The answer is using a physical extraction tool like Cellebrite UFED and analyzing Google account artifacts synced to the cloud. This is correct because a factory reset wipes the device’s local storage, but cloud-synced data—such as contacts, calendar entries, and Google Drive backups—remains intact on Google’s servers, accessible by logging into the same account. Additionally, physical extraction tools can recover residual data from unallocated or overwritten storage areas that a standard logical extraction would miss. On the Computer Hacking Forensic Investigator CHFI exam, this question tests your understanding of the distinction between volatile local evidence and persistent cloud artifacts, a common trap being to assume a factory reset destroys all data. Remember the memory tip: “Cloud survives the wipe, physical digs the grave”—cloud artifacts persist beyond the reset, while physical tools can exhume buried fragments from the device’s storage.

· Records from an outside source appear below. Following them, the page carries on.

PR #10357, opened 2022-01-06
feat(react): deprecate `renderExpando` and add `renderToggle`

### LINKED ISSUE #10317: Rename "expando" to "expand"
We want to use `expand` nomenclature instead of `expando`. This update will fall into one of a few categories:

1. Prop name usage
   - In these cases, props should be renamed. Existing props deprecated.
2. Internal component usages (functions, variables, etc)
   - If it's not in the public API, we can update it now without worry.
3. Story, documentation, comment usages
   - These by and large should be updated now to use the new `expand` term. In cases of documentation relating to prop name usage, we can update to use the new `expand*` prop instead of the deprecated prop.

The following is a list of usages of `expando` in the codebase that need to be looked at (found via a find all search):
- [ ] `components/demo/js/data-table-demo-expand-all-manager.js`
- [ ] `react/src/components/Accordion/AccordionItem.js`
- [ ] `react/src/components/DataTable/TableExpandHeader.js`
- [ ] `react/src/components/DataTable/stories/expansion/DataTable-expansion-story.js`
- [ ] `react/src/components/TreeView/TreeNode.js`
- [ ] There do not appear to be any usages of `expando` on the website, but double check

sstrubberg:
Closes #10317 

#### Changed
- Deprecated `renderExpando` in favor of `renderToggle` in AccordionItem so it wouldn't create a breaking change.
- Renamed internal `Expando` component to `Toggle` in AccordionItem for consistency.
- Replaced `enableExpando` with `enableToggle` in the DataTableExpansion story to finalize the deprecation started in the TableExpandHeader component.

#### Testing
- Make sure there are no breaking changes.
- Ensure Accordion and DataTableExpansion stories still work as expected.


packages/react/src/components/Accordion/AccordionItem.js
```diff
@@ -134,15 +134,15 @@ AccordionItem.propTypes = {
...
    */
   open: PropTypes.bool,
 
   /**
-   * The callback function to render the expando button.
+   * The callback function to render the expand button.
    * Can be a React component class.
    */
-  renderExpando: PropTypes.func,
+  renderExpand: PropTypes.func,
```
abbeyhrt: Would this be a breaking change?

sstrubberg: > Would this be a breaking change?

I was curious about that myself. This doesn't appear to be publicly exposed, so I thought no. Totally could be mis-reading that though.

packages/react/src/components/DataTable/stories/expansion/DataTable-expansion-story.js
```diff
@@ -334,7 +334,7 @@ export const BatchExpansion = () => (
           <TableHead>
             <TableRow>
               <TableExpandHeader
-                enableExpando={true}
+                enableToggle={true}
```
joshblack:
```suggestion
                enableToggle
```

packages/react/src/components/Accordion/AccordionItem.js
```diff
@@ -16,15 +16,15 @@ import { useId } from '../../internal/useId';
...
+const defaultRenderExpand = (props) => <button type="button" {...props} />;
 
 function AccordionItem({
   children,
   className: customClassName,
   iconDescription, // eslint-disable-line
   open = false,
   onHeadingClick,
-  renderExpando: Expando = defaultRenderExpando,
+  renderExpand: Expand = defaultRenderExpand,
```
joshblack: One thing that I don't know if we decided on from the expando -> expand prop change was when we want to use expand versus toggle.

Does it make sense to refer to this as a toggle in the form as `renderToggle`? Expand implies on where-as toggle implies on/off, if I remember the terminology that we were using.

joshblack (changes requested):
Thanks for taking this on! Left a couple of notes. I believe `renderExpando` is a public prop and so we should also make sure to handle the migration case for it (let me know if I'm misunderstanding)

abbeyhrt (approved):

packages/react/src/components/Accordion/AccordionItem.js
```diff
@@ -41,6 +42,8 @@ function AccordionItem({
     [customClassName]: !!customClassName,
   });
 
+  const Toggle = renderToggle || renderExpando; // remove renderExpando in next major release
```
joshblack, line 45: I think this logic may result in a breaking change if the `renderToggle` prop above has a default value.

Specifically, since `renderToggle` is _always_ defined it will always be used instead of `renderExpando`. As a result, `renderExpando` would not be used.

I think to fix it we would need to remove one of the optional values, probably:

```
  renderExpando = defaultRenderToggle, // remove renderExpando in next major release
  renderToggle,
```

So that `renderToggle` is used if it's defined, otherwise it will fallback to `renderExpando` and support existing usage.

Let me know if this makes sense!

joshblack (changes requested):

packages/react/src/components/Accordion/AccordionItem.js
sstrubberg: Ok, i removed the default prop to `renderToggle`.

sstrubberg: I'm worried that `renderToggle` won't receive the goodies from `defaultRenderToggle` now. Should I be worried?

joshblack: @sstrubberg Since `renderExpando` has the `defaultRenderToggle` fallback it will still use that value if neither `renderToggle` nor `renderExpando` is provided as a prop. Let me know if that makes sense!

joshblack (approved):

CHFI Mobile and Malware Forensics Practice Question

This CHFI practice question tests your understanding of mobile and malware forensics. Read the scenario carefully and evaluate each option against the stated constraints before committing to an answer. After answering, compare your reasoning against the explanation and wrong-answer breakdown below. Once you have made your selection, read the full explanation to reinforce the concept and understand why each distractor is designed to mislead on exam day.

A forensic examiner is analyzing an Android device that was factory reset. Which TWO artefacts or methods could the examiner use to potentially recover or identify data from before the reset?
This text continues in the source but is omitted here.